REPUBLIKA.CO.ID, JAKARTA -- Dua obat antimalaria, hidroksiklorokuin dan klorokuin, disebut-sebut sebagai solusi potensial dalam perang melawan Covid-19. Meski demikian, para peneliti memperingatkan bahwa obat-obatan itu bisa berakibat fatal bila digunakan bersama obat antidiabetes.
Studi terbaru itu digagas oleh tim periset dari Universitas Johns Hopkins, Weill Cornell Medicine, Institut Riset Kanker Ludwig, dan Pusat Kanker MD Anderson Universitas Texas. Hasil riset sudah dipublikasikan secara daring pada laman BioRxiv.
Para peneliti melakukan eksperimen terhadap sejumlah tikus. Sebanyak 30 sampai 40 persen tikus ternyata tidak bertahan hidup saat diobati dengan kombinasi hidroksiklorokuin (HCQ) atau klorokuin (CQ) bersama dengan obat diabetes metformin.
Sebaliknya, tidak ada catatan kematian pada kelompok tikus dengan pengobatan tunggal. Meskipun tidak ada penelitian yang dilakukan terhadap manusia, studi menggunakan tikus bisa menjadi peringatan serius akan potensi toksisitas klinis kombinasi tersebut.
Menurut peneliti, laporan HCQ dan CQ yang memiliki aktivitas anti-Covid-19 bisa mengarah pada penyalahgunaan. Sementara itu, Badan Pengawas Obat dan Makanan AS (FDA) telah mengajukan penggunaan otoritas penggunaan darurat (EUA) untuk obat tersebut.

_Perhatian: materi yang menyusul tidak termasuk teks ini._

PR #2621, opened 2026-08-22
fix(mesh): a degraded state probe names itself in the published snapshot

cagataycali:
## Problem

Every section of a state snapshot is optional, because a robot may be hardware, sim, both or neither. So an absent section is ambiguous on its own: a robot with no joints and a robot whose joint read just raised publish the same thing.

A previous change made a failing probe report itself in the peer's own log, once per category. That closed half of the problem and could not close the other half, because the observer that has to explain the absence is on another machine. Its own test file said so, and scoped the wire out explicitly:

> what is *published* is byte-for-byte what it was before -- this changes the report, not the snapshot.

With nothing on the wire, a fleet view could only tell the two cases apart by reading that peer's log -- so one grew a regex over `mesh.core`'s log lines and used it as an API.

## Measured

A hardware peer whose only section is `joints`, driven through the real `_read_state` with four faults an operator answers differently:

| joint read raises | publishes | `joints` | reason on the wire | log lines |
| (nothing -- control) | yes | yes | n/a | 0 |
| `ConnectionError("Port is in use!")` | **no** | no | none | 1 |
| `RuntimeError("no calibration registered")` | **no** | no | none | 1 |
| `TimeoutError("no response from motors")` | **no** | no | none | 1 |

The peer does not merely omit a section -- it publishes **nothing at all**. `_read_state` returns `None` when only `peer_id` and `t` survived and the state loop publishes nothing for a `None`, so the peer goes silent on the state topic for as long as its bus is contended, while its presence heartbeat keeps advertising it. `_presence_loop` does not read `_read_state`, so the two disagree.

That is why a log regex was the only way to explain it: there was no message to inspect. A peer that also runs a task keeps publishing, and its snapshot then carries `{peer_id, t, task}` with `joints` silently absent and no reason -- indistinguishable from an arm with no joints.

## Change

A probe that fails names itself in `degraded`, keyed by category:

```json
"degraded": {
  "hw_joints": {
    "reason": "ConnectionError",
    "detail": "Port is in use!",
    "failures": 37,
    "for_seconds": 3.7
  }
}
```

`reason` is the exception's **type name**, which is not an invented vocabulary: `_warn_read_state_once`'s own docstring already names it as the discriminator that selects the operator's next move ("a `ConnectionError` from a contended serial port and a `RuntimeError` from an uncalibrated arm need different actions"). The same value the log carries is now the value the wire carries. `detail` is that exception's message, bounded by a new `MAX_DEGRADED_DETAIL_LEN` because the text comes from a driver and the topic publishes ten times a second -- the same reason `MAX_INSTRUCTION_LEN` and `MAX_MODEL_PATH_LEN` exist beside it.

The entry is removed on the tick the probe answers again, so the block describes the current state rather than the worst thing that ever happened. The clear happens where the read returned, not where the probe was skipped, so a sim peer with no motor bus cannot read as an `hw_joints` recovery and an arm that has gone away keeps its last diagnosis.

`for_seconds` is a duration, so it is measured on `time.monotonic()`; the `since_mono` stamp it is derived from stays off the wire, because seconds of local process uptime mean nothing to the machine reading the snapshot. `t` is an absolute stamp another machine correlates and stays on `time.time()`.

And because a diagnosis is something to report, the empty-snapshot guard stops suppressing it: the silenced peer above publishes its fault instead of vanishing.

**The log is deliberately unchanged.** `_read_state_warned` arms once per category for the life of the peer, so a probe flapping at `STATE_HZ` costs the same one warning it always did while the wire tracks every transition. Clearing that gate on recovery would have re-armed the warning and traded ten silent ticks for a warning per tick -- exactly the noise the once-per-category gate exists to prevent. The two structures answer different questions and are kept separate for that reason.

## Tests

Pre-fix, against `upstream/main`: **22 failed, 10 passed.** Twenty-one fail by measuring the pre-fix behaviour or source -- eleven with `assert None is not None` (the peer went silent), two with a `KeyError` on the absent block, and the rest on the structural pins -- and one on the new constant's absence.

Five existing assertions are inverted rather than repaired, because each pinned the behaviour this changes. Four are in the probe-failure file and asserted `out is None` with the message "a snapshot with no readable section is still not published"; every warning assertion in those tests survives untouched, so what moved is the scope boundary the earlier change drew, not the contract it pinned. That file's module docstring said the snapshot was unchanged, and it no longer is, so it says what it says now.

The fifth is `test_mesh.py::TestTelemetryRobustness::test_read_state_swallows_every_attribute_error`, and only the wider run found it -- the two probe files alone were green. Its contract is that nothing propagates from a hostile driver, which is unchanged and still asserted. What it yields is no longer nothing: a robot whose every probed attribute raises now names all three of `hw_joints`, `task_state` and `sim_world`, each with `reason` `RuntimeError`, so a peer whose every read fails is distinguishable from one with nothing to report. The mutating call also moves out of its `assert`, which leaves that file with one such site where it had two.

Every guard was verified load-bearing by breaking the fix one way at a time:

| break | failing | fires |
| --- | --- | --- |
| revert the source | 22 | the full pre-fix split |
| never clear the record | 2 | both recovery tests |
| `for_seconds` on the wall clock | 1 | the monotonic-clock test |
| keep the first reason forever | 1 | the changed-failure-mode test |
| unbounded `detail` | 1 | the bound test |
| recovery re-arms the log gate | 1 | the flapping test |
| attach the block even when empty | 4 | three healthy-peer tests plus a pre-existing one |
| clear where the probe was skipped | 1 | the skipped-probe test |
| leak `since_mono` onto the wire | 1 | the off-the-wire test |
| one category reported but never cleared | 1 | the structural recovery-parity test |
| attach the block inside a probe's `try` | 21 | the attach-unconditionally pin plus twenty more |
| control | 0 of 32 | |

The last two are derived from `_read_state`'s source rather than listed, so a fifth probe is held to both halves of the contract instead of being able to report a failure it never clears.

## Artifact

degraded state probes on the wire

Twelve ticks of one hardware peer, driven through the real `_read_state` and the state loop's own `if state:` gate on each tree in turn. The bus is contended for six of them, then the port is freed. Same script, same package code; only `strands_robots` differs between the columns.

`upstream/main` publishes **6 of 12** ticks, with **six** fault ticks carrying no message at all. This branch publishes **12 of 12**, with those six carrying the reason. Both emit exactly **one** log warning, which is the no-change control for the report, and a healthy tick's snapshot is identical in both columns -- `{peer_id, t, joints}`, no key added. Every number in the figure is asserted from the captured JSON by the script that draws it.

## Scope

`reason` is the exception type, not a code vocabulary. Mapping types onto codes such as `PORT_IN_USE` or `NO_RESPONSE` would mean matching a driver's message **text** -- `"Port is in use!"` is a lerobot string -- and this module has no basis for that classification. No such vocabulary exists in the tree today.

A recovery counter is out of scope: `bus_access` does not keep one, so there is nothing to surface. `failures` and `for_seconds` describe the current fault, and a fault that clears and returns starts a fresh count, which is pinned.

The `except Exception` breadth on each probe stays. A flaky read must not kill the state thread; the defect was the silence, not the breadth.

## Verification

Measured at `7d3c3780` on `upstream/main` `a12120ca`.

`ruff check` and `ruff format --check` clean over `strands_robots tests tests_integ`; `mypy` 24 errors, the same 24 as a pristine worktree of the base, none in a changed file.

Blast radius: 390 test files -- everything naming the probe machinery, all of `tests/mesh`, and the repo-wide docs, docstring, string and changelog guards -- run with the identical selection on this branch and on a pristine `upstream/main` worktree, with the three test files this PR changes excluded from both.

| this branch | 24 | 13527 | 86 | 24 |
| pristine base | 23 | 13528 | 86 | 24 |

Failing ids: 48 against 47. The single difference was `test_mesh.py`'s hostile-robot test, which that run measured before it was repaired; excluding that file the sets are **47 and 47 with an empty diff in both directions**, and the file itself is 46 passed on each tree afterwards. The 47 shared are local environment gaps, not code: 45 in `tests/mesh/test_iot_*` on `No module named 'awsiot'` (a declared extra CI installs) and two in `tests/test_doctor.py` on `PackageNotFoundError`, because the worktree is not pip-installed.

### DIFF
--- a/strands_robots/mesh/core.py
+++ b/strands_robots/mesh/core.py
@@ -190,6 +190,13 @@ RESUME_FORWARD_SKEW_S: float = _parse_positive_float_env("STRANDS_MESH_RESUME_FO
 #: See :data:`RESUME_FRESHNESS_WINDOW_S` for lazy-resolution note.
 RESUME_REPLAY_CACHE_MAX: int = _parse_positive_int_env("STRANDS_MESH_RESUME_REPLAY_CACHE_MAX", "4096")
 
+#: Longest ``detail`` string a degraded-probe record carries onto the state
+#: topic. The text is a third-party driver's exception message, the state topic
+#: publishes at ``STATE_HZ``, and a driver that puts a whole device dump in that
+#: message would otherwise put ten copies of it on the wire every second. The
+#: ``reason`` beside it is the exception's type name, which is bounded already.
+MAX_DEGRADED_DETAIL_LEN: int = 256
+
 
 def _resume_freshness_window_s() -> float:
     """Lazy resolver for ``STRANDS_MESH_RESUME_FRESHNESS_S``.
@@ -412,6 +419,14 @@ class Mesh(SensorLoopsMixin):
         # The state loop retries at STATE_HZ, so a persistent fault is reported
         # once and then kept at debug level rather than once per tick.
         self._read_state_warned: set[str] = set()
+
+        # Which _read_state probes are degraded RIGHT NOW, keyed by category.
+        # Separate from _read_state_warned, which answers a different question:
+        # this one is cleared when a probe answers again, so the published
+        # snapshot stops claiming a fault that has cleared, while the log gate
+        # above stays armed for the life of the peer so a probe that flaps at
+        # STATE_HZ cannot re-arm the warning ten times a second.
+        self._read_state_degraded: dict[str, dict[str, Any]] = {}
 
         # RPC correlation state.
         #
@@ -1132,7 +1147,8 @@ class Mesh(SensorLoopsMixin):
                 survives even when the message is empty, because the type is
                 what selects the operator's next move: a ``ConnectionError``
                 from a contended serial port and a ``RuntimeError`` from an
-                uncalibrated arm need different actions.
+                uncalibrated arm need different actions. That same type name is
+                what the published record carries as its ``reason``.
 
         Each probe stays wrapped in ``except Exception`` on purpose -- a flaky
         read must not kill the state thread -- so this exists to keep that
@@ -1140,12 +1156,41 @@ class Mesh(SensorLoopsMixin):
         is warned about; the rest drop to debug, because the loop retries at
         ``STATE_HZ`` and a persistent fault would otherwise emit ten warnings a
         second.
+
+        The log gate and the published record are deliberately separate. The
+        gate arms once and stays armed for the life of the peer, so a probe that
+        flaps cannot emit a warning per tick; the record is cleared by
+        :meth:`_note_read_state_ok` as soon as the probe answers, so the
+        snapshot stops claiming a fault the moment it clears. Every call updates
+        the record's failure count, reason and detail, because a probe whose
+        failure mode CHANGES -- a contended port that becomes an uncalibrated
+        arm -- would otherwise keep publishing the first reason forever.
         """
-        warned = getattr(self, "_read_state_warned", None)
-        if warned is None:
+        records = getattr(self, "_read_state_degraded", None)
+        if records is None:
             # A Mesh built through __new__ (several tests, and the sim paths)
             # never ran __init__. Bookkeeping must not be able to raise inside
             # the handler that exists to report a failure.
+            records = {}
+            self._read_state_degraded = records
+        record = records.get(category)
+        if record is None:
+            records[category] = {
+                "reason": type(exc).__name__,
+                "detail": str(exc)[:MAX_DEGRADED_DETAIL_LEN],
+                "failures": 1,
+                # Monotonic: for_seconds answers "how long has this been
+                # failing", a duration, and a wall-clock stamp would make that
+                # duration jump by the size of any NTP correction mid-fault.
+                "since_mono": time.monotonic(),
+            }
+        else:
+            record["failures"] = int(record.get("failures", 0)) + 1
+            record["reason"] = type(exc).__name__
+            record["detail"] = str(exc)[:MAX_DEGRADED_DETAIL_LEN]
+
+        warned = getattr(self, "_read_state_warned", None)
+        if warned is None:
             warned = set()
             self._read_state_warned = warned
         if category in warned:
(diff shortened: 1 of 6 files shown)


strands_robots/mesh/core.py
```diff
@@ -1242,11 +1377,20 @@ def _read_state(self) -> dict[str, Any] | None:
...
+                self._note_read_state_ok("sim_world")
         except Exception as exc:
             self._warn_read_state_once("sim_world", exc)
 
+        # Unconditional: a probe that is failing says so on the wire for as long
+        # as it fails, which is also what keeps a hardware-only peer publishing
+        # at all when its one section is the one that raised.
+        degraded = self._degraded_probes()
+        if degraded is not None:
+            snapshot["degraded"] = degraded
```
yinsong1986, line 1392: [MUST FIX] This unconditional attach changes `_read_state`'s contract for a robot whose every probe raises -- it now returns `{peer_id, t, degraded: {...}}` instead of `None` -- but one pre-existing pin of the old contract was not updated: `tests/mesh/test_mesh.py::TestTelemetryRobustness::test_read_state_swallows_every_attribute_error` asserts `m._read_state() is None` for `_HostileRobot`, and now receives a degraded-only snapshot. This is the exact test failing the required `call-test-lint / Test and Lint` check at head `6fa17321` (CI short summary: `1 failed, 2664 passed`, this test alone). Verified locally: it passes on `upstream/main` and fails on this branch, and it is the only PR-introduced failure in the mesh suite.

This blocks merge mechanically: `call-test-lint / Test and Lint` is the one context in the ruleset's required set (AGENTS.md > PR Workflow step 4, "All tests must pass"), so the PR cannot go `CLEAN` until the suite agrees with itself. The PR inverted the four `out is None` assertions in `test_read_state_probe_failures_are_reported.py` but missed this fifth one in `test_mesh.py`.

Resolution: update that test to assert the new contract -- a hostile robot yields a degraded-only snapshot naming all three probes, and the "must not raise" half of its docstring survives untouched -- mirroring the inversions already made in `test_read_state_probe_failures_are_reported.py`.

yinsong1986 (commented):
## Summary

This PR puts a failing `_read_state` probe on the wire: a `degraded` block keyed by category (`hw_joints`, `task_state`, `sim_world`, `sim_joints`) carrying the exception's type name as `reason`, its message bounded by the new `MAX_DEGRADED_DETAIL_LEN`, a `failures` count and a monotonic-derived `for_seconds` -- and, because a diagnosis is content, a hardware-only peer whose one section raised now publishes its fault instead of going silent while its presence heartbeat keeps advertising it. The record clears where the read returned (not where the probe was skipped), the once-per-category log gate is deliberately unchanged, and a healthy peer's snapshot is byte-for-byte what it was. One blocker, flagged inline: a fifth pre-existing pin of the old `out is None` contract in `tests/mesh/test_mesh.py` was not updated alongside the four in `test_read_state_probe_failures_are_reported.py`, and it is the exact test failing the required `call-test-lint / Test and Lint` check at this head.

## What's good

- Clock discipline follows AGENTS.md exactly: `for_seconds` is a duration on `time.monotonic()`, the `since_mono` stamp stays off the wire, `t` stays on `time.time()` -- and both halves are pinned.
- The wire addition is additive and optional (no key when healthy), `detail` is bounded for the same reason `MAX_INSTRUCTION_LEN` exists, and the shape is documented in `docs/mesh.md` with a changelog fragment.
- The two structural tests derive the category set and the unconditional attach from `_read_state`'s AST, so a fifth probe is held to both halves of the contract.
- All added strings are ASCII; the clear-on-answer vs. arm-for-life split between `_read_state_degraded` and `_read_state_warned` is well reasoned and pinned against flapping.

strands_robots/mesh/core.py
cagataycali: Fixed at `7d3c3780` (`test(mesh): the hostile-robot probe test names the failures it now reports`), which is the current head.

That commit updates the fifth pin exactly as you describe: `test_read_state_swallows_every_attribute_error` now asserts the new contract -- `out is not None`, no telemetry survived (`"joints" not in out and "task" not in out`), `set(out["degraded"]) == {"hw_joints", "task_state", "sim_world"}` and every reason is `RuntimeError` -- while the "must not raise" half survives untouched as the `m._read_state()  # must not raise` call plus the docstring sentence naming it. The inversion mirrors the four already made in `test_read_state_probe_failures_are_reported.py`.

Verified at head on this box: the named test plus both probe-failure suites are `33 passed`.

```
tests/mesh/test_mesh.py::TestTelemetryRobustness::test_read_state_swallows_every_attribute_error .
tests/mesh/test_read_state_probe_failures_are_reported.py ............
tests/mesh/test_state_degraded_probes_are_published.py ....................
33 passed in 1.98s
```

Thanks for catching it -- the grep that would have found it is the contract phrase rather than the symbol (`_read_state() is None` across `tests/mesh/`), not the four assertions I did invert.

yinsong1986 (approved):
## Summary

This PR closes the observer-side half of the degraded-probe problem: a `_read_state` probe that raises now names itself in a `degraded` block on the state topic, keyed by category (`hw_joints`, `task_state`, `sim_world`, `sim_joints`), carrying the exception's type name as `reason` (the same discriminator the existing log warning documents), its message bounded by the new `MAX_DEGRADED_DETAIL_LEN`, a per-fault `failures` count and a monotonic-derived `for_seconds`. Because a diagnosis is content, the empty-snapshot guard no longer silences a hardware-only peer whose one section is the one that raised - previously it published nothing at all while its presence heartbeat kept advertising it. The entry clears only where a read actually returned, so a skipped probe is not a recovery; the once-per-category log gate is deliberately unchanged, so a flapping probe still costs one warning. The wire-schema addition is additive and absent when healthy (a healthy snapshot is byte-for-byte unchanged, pinned by test), the `for_seconds`/`since_mono` split follows the clock rule in AGENTS.md exactly, and the `degraded`-block attach and clear are both derived structurally from `_read_state`'s source so a fifth probe is held to the full contract. The one prior [MUST FIX] (the stale `is None` pin in `test_mesh.py`) is resolved at this head. Ran the three touched test files at `7d3c3780`: 78 passed; `ruff check` and `ruff format --check` clean on the changed files.

## What's good

- Changelog fragment and `docs/mesh.md` updated in the same PR, with the categories and the bounded-`detail` rationale documented where consumers will read them.
- The break-the-fix table in the description is verifiable and the structural AST pins (attach-unconditionally, report-implies-clear) make the contract hold for probes added later.
- Scope discipline: no code vocabulary invented for `reason`, no recovery counter without a source for one, and the `except Exception` breadth on each probe correctly left alone.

"Kami berharap laporan kami akan membantu untuk merangsang kewaspadaan farmakovigi dan pemantauan reaksi obat yang merugikan dari penggunaan CQ atau HCQ, terutama dalam kombinasi dengan metformin," ujar para penulis, dikutip dari laman Times Now News.
Baik hidroksiklorokuin maupun klorokuin digunakan untuk mengobati malaria dan kondisi autoimun seperti rheumatoid arthritis dan lupus. Beberapa uji klinis yang menjanjikan sedang berlangsung untuk pengobatan beberapa jenis kanker.
Ahli jantung AS memperingatkan pula risiko penggunaan kombinasi obat malaria-antibiotik (hydroxychloroquine dan azithromycin). Pemberian obat pada pasien yang sudah berisiko atau sakit kritis dapat meningkatkan risiko irama jantung abnormal yang berbahaya.